可能有人想要另一种非递归且不占用内存来保存列表的解决方案:
public static List<List<String>> substrings(final String input) {
if(input.isEmpty())
return Collections.emptyList();
final int size = 1 << (input.length()-1);
return new AbstractList<List<String>>() {
@Override
public List<String> get(int index) {
List<String> entry = new ArrayList<>();
int last = 0;
while(true) {
int next = Integer.numberOfTrailingZeros(index >> last)+last+1;
if(next == last+33)
break;
entry.add(input.substring(last, next));
last = next;
}
entry.add(input.substring(last));
return entry;
}
@Override
public int size() {
return size;
}
};
}
public static void main(String[] args) {
System.out.println(substrings("java"));
}
输出:
[[java], [j, ava], [ja, va], [j, a, va], [jav, a], [j, av, a], [ja, v, a], [j, a, v, a]]
它只是根据其索引计算出下一个组合。
为了防止有人在 python 中寻找相同的算法,这里是 Python 中的实现:
from itertools import combinations
def compositions(s):
n = len(s)
for k in range(n):
for c in combinations(range(1, n), k):
yield tuple(s[i:j] for i, j in zip((0,) + c, c + (n,)))
工作原理示例:
>>> for x in compositions('abcd'):
... print(x)
('abcd',)
('a', 'bcd')
('ab', 'cd')
('abc', 'd')
('a', 'b', 'cd')
('a', 'bc', 'd')
('ab', 'c', 'd')
('a', 'b', 'c', 'd')
稍加修改即可生成不同顺序的合成:
def compositions(s):
n = len(s)
for k in range(n):
for c in itertools.combinations(range(n - 1, 0, -1), k):
yield tuple(s[i:j] for i, j in zip((0,) + c[::-1], c[::-1] + (n,)))
它会给你这个:
>>> for x in compositions('abcd'):
... print(x)
('abcd',)
('abc', 'd')
('ab', 'cd')
('a', 'bcd')
('ab', 'c', 'd')
('a', 'bc', 'd')
('a', 'b', 'cd')
('a', 'b', 'c', 'd')
还有一个小的补充,你可以只生成指定数量的拆分:
def compositions(s, r=None):
n = len(s)
r = range(n) if r is None else [r - 1]
for k in r:
for c in itertools.combinations(range(n - 1, 0, -1), k):
yield tuple(s[i:j] for i, j in zip((0,) + c[::-1], c[::-1] + (n,)))
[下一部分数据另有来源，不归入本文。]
PR #2334, opened 2024-02-02
fix: Handle some more numpad keys

hhirtz:
- Fix. Some numpad keys are not mapped to the correct neovim key. With this patch, neovide honors numlock for [`NumpadDecimal`], and sets the correct neovim keycode for [`NumpadComma`] and [`NumpadEqual`].

- No. 

[`NumpadComma`]: https://docs.rs/winit/0.29.10/winit/keyboard/enum.KeyCode.html#variant.NumpadComma
[`NumpadDecimal`]: https://docs.rs/winit/0.29.10/winit/keyboard/enum.KeyCode.html#variant.NumpadDecimal
[`NumpadEqual`]: https://docs.rs/winit/0.29.10/winit/keyboard/enum.KeyCode.html#variant.NumpadEqual

This is a follow up of #2032

See also [neovim docs][0].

>>> for x in compositions('abcd', 3):
... print(x)
('ab', 'c', 'd')
('a', 'bc', 'd')
('a', 'b', 'cd')
只是添加到列表结果的不同递归解决方案
static List<List<String>> substrings(String input) {
List<List<String>> result = new ArrayList<>();
if (input.length() == 1) {
result.add(Arrays.asList(new String[]{input}));
}
else {
//iterate j, ja, jav, jav
for (int i = 0; i < input.length()-1; i++ ) {
String root = input.substring(0,i+1);
String leaf = input.substring(i+1);
for( List<String> strings: substrings(leaf) ) {
ArrayList<String> current = new ArrayList<String>();
current.add(root);
current.addAll(strings);
result.add(current);
}
}
//adds the whole string as one of the leaves (ie. java, ava, va, a)
result.add(Arrays.asList(new String[]{input}));
}
return result;
}